FD: I work at Amazon, I also started my career in a time where I had to submit paper requests for servers that had turn around times measured in months.

I just don't see it. Given the nature of the services they offer it's just too risky not to use as much managed stuff with SLAs as possible. k8s alone is a very complicated control plane + a freaking database that is hard to keep happy if it's not completely static. In a prior life I went very deep on k8s, including self managing clusters and it's just too fragile, I literally had to contribute patches to etcd and I'm not a db engineer. I kept reading the post and seeing future failure point after future failure point.

The other aspect is there doesn't seem to be an honest assessment of the tradeoffs. It's all peaches and cream, no downsides, no tradeoffs, no risk assessment etc.

At another big-4 hyperscaler, we ended up with substantial downtime and a lossy migration because they didn’t know how to manage kubernetes.

Microk8s doesn’t use etcd (they have their own, simpler thing), which seems like a good tradeoff at single rack scale: https://benbrougher.tech/posts/microk8s-6-months-later/

The article’s deployment has a spare rack in a second DC and they do a monthly cutover to AWS in case the colo provider has a two site issue.

Spending time on that would make me sleep much better than hardening a deployment of etcd running inside a single point of failure.

What other problems do you see with the article? (Their monthly time estimates seem too low to me - they’re all 10x better than I’ve seen for well-run public cloud infrastructure that is comparable to their setup).

Managing a complex environment is hard, no matter whether that’s deployed on AWS or on prem. You always need skilled workers. On one platform you need k8s experts. On the other platform you need AWS experts. Let’s not pretend like AWS is a simple one-click fire and forget solution.

And let’s be very real here: if your cloud service goes down for a few hours because you screwed something up, or because AWS deployed some bad DNS rules again, the world moves on. At the end of the day, nobody gives a shit.

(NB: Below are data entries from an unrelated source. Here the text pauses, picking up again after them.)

PR #1769, opened 2026-04-25
Support PDF uploads for Graphic content

### LINKED ISSUE #1764: Support PDF uploads
It would be great if users could upload flyers which were PDFs.

Behind the scenes, I think we'd want to convert the first page of the PDF to an image and model it as a piece of Graphic content. This was functionality we had in previous versions of Concerto, and it would be great to figure out how to carry it forward.

I vaguely remember that the PDF support in Concerto 1 had a painful set of dependencies, but given our Docker-based default deployment strategy this may be easier to address.

(initially reported by @plgone in #1763 )

bamnet:
Closes #1764

## Summary

- Users can upload a PDF as a Graphic; the first page is converted to a PNG asynchronously via `ConvertPdfToImageJob` using `ImageProcessing::Vips` (requires libvips + poppler)
- The admin show page displays a processing spinner while conversion is pending, or an inline error message if it fails (stored in `config` as `conversion_error`)
- `Graphic#should_render_in?` returns `false` while the image is still a PDF, so the frontend player never receives an unconverted graphic
- The upload form now accepts `image/*,application/pdf`

## Dependencies

libvips must be compiled with poppler support. The Dockerfile already has `libvips`; non-Docker Debian/Ubuntu users need:
```
sudo apt install libvips-dev libpoppler-glib-dev
```

## Test plan

- [ ] Upload a PDF via the Graphic upload form and confirm the processing spinner appears immediately
- [ ] Refresh after the background job runs and confirm the converted image is displayed
- [ ] Verify the graphic does not appear on the player while still a PDF
- [ ] Confirm a regular image upload still works normally
- [ ] `bin/rails test` passes


app/views/graphics/_form.html.erb
```diff
@@ -33,8 +33,8 @@
           <%= form.label :image, "Image File", class: "block text-sm font-medium text-gray-700 mb-2" %>
           <%= form.file_field :image,
               class: "block w-full text-sm text-gray-500 file:mr-4 file:py-2 file:px-4 file:rounded-lg file:border-0 file:text-sm file:font-medium file:bg-blue-50 file:text-blue-700 hover:file:bg-blue-100 border border-gray-300 rounded-lg cursor-pointer focus:outline-none focus:ring-2 focus:ring-blue-500 focus:border-blue-500",
-              accept: "image/*" %>
-          <p class="text-xs text-gray-500 mt-1">Supported formats: JPG, PNG</p>
+              accept: "image/*,application/pdf" %>
+          <p class="text-xs text-gray-500 mt-1">Supported formats: JPG, PNG, PDF (first page will be used)</p>
```
bamnet: I don't think we need the detail about first page being used. Just PDF is OK.

app/views/graphics/_grid.html.erb
```diff
@@ -1 +1,5 @@
-<%= image_tag content.image.variant(:grid), class: "object-contain" %>
\ No newline at end of file
+<% if content.image.attached? && content.image.content_type != "application/pdf" %>
```
bamnet: I see the `content_type != "application/pdf"` logic repeated a few times.  Is there an opportunity to add a method to Graphic which indicates whether it's still processing or not?  That way, if we add another content_type that gets processed, beyond PDF, we don't have to update this views.

PR #1770, opened 2026-04-25
Validate Graphic image content type, fix 500 on unsupported files

### LINKED ISSUE #1768: Return error message for unsupported Graphic content filetype
If users attempt to upload an unsupported file as a Graphic, Concerto returns a 500 error.  This is not very user friendly. We should return a clear error to the user explaining that the file format is unsupported.

bamnet:
Closes #1768

## Summary

- Unsupported file uploads are now rejected at the model layer with a clear validation error ("Image is not a supported format") — the file is never stored
- The allowlist is `ActiveStorage.variable_content_types + ["application/pdf"]`, so it stays current with whatever Rails/libvips supports without code changes
- Defense-in-depth: `_graphic.html.erb` now shows an "Unsupported file format" placeholder instead of 500ing on records already in the database; `_grid.html.erb` and `should_render_in?` use `image.variable?` for the same reason

## Test plan

- [ ] Upload an unsupported file (e.g. `.exe`, `.zip`) — expect a form validation error, no file stored
- [ ] Upload a supported image (JPG, PNG, WebP) — expect normal behaviour
- [ ] Upload a PDF — expect conversion spinner as before
- [ ] `bin/rails test` passes

### DIFF
--- a/app/models/graphic.rb
+++ b/app/models/graphic.rb
@@ -5,6 +5,8 @@ class Graphic < Content
 
   store_accessor :config, :conversion_error
 
+  SUPPORTED_CONTENT_TYPES = (ActiveStorage.variable_content_types + [ "application/pdf" ]).freeze
+
   # URL Helpers are needed so we can generate a URL to the image in the JSON.
   include Rails.application.routes.url_helpers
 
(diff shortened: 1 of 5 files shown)


app/models/graphic.rb
```diff
@@ -67,4 +71,9 @@ def convert_pdf_to_image_if_needed
     update_column(:config, (config || {}).except("conversion_error")) if conversion_error.present?
     ConvertPdfToImageJob.perform_later(self)
   end
+
+  def image_content_type_supported
+    return if SUPPORTED_CONTENT_TYPES.include?(image.content_type)
+    errors.add(:image, "is not a supported format")
```
bamnet: Can we reference the content type in the error message, so users know what we checked?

Maybe I've drank the koolaid but I've done both a lot of systems level work and AWS work (I don't actually use any AWS stuff in my role here interestingly) and I think for a business that needs a handful of hosts in 2 AZs I can't imagine the ROI and risk profile being better to self host.

AWS truly does let you focus on your business logic and abstracts a TON of undifferentiated work and well beyond the low hanging fruit of system updates and load balancing.

I guess put another way, providing a SaaS you need to have an SLA, those SLAs flow from SLO and SLIs and ultimately a risk profile of your hw and sw. The risk of a bad HBA alone probably means a day of downtime if you don't do things perfectly. AWS has bad HBAs, CPUs, memory, disks etc all day long every day and it's not even a blip for customers, never mind downtime. And if you don't model bad HBAs in your SLAs then your board is going to be pissed when that outage inevitably happens.

Now if you don't have SLAs and you like sysops, networkops, clusterops, dbops work then sure, YOLO.

I'm wondering if changes to tax and accounting rules for CapEx is what really sent companies to the cloud. I do know that a lot of VC-backed companies don't want to own anything physical because that's a problem to be solved by the company that acquires them a few years down the road.

Indeed Kubernetes is problematic for the complexity and fragility reasons. It's a scalability problem, it's designed for big scale with kube staffs and situations where cost savings from bin packing etc outweigh costs of the resulting complexity.

But, SLAs are no good (who cares about getting refunded).

I agree that a business should use Kubernetes only if there is a clear need for that level of infrastructure automation. It's a time and money mistake to use K8s by default.

Variants like k3 are not as complicated and problematic as k8.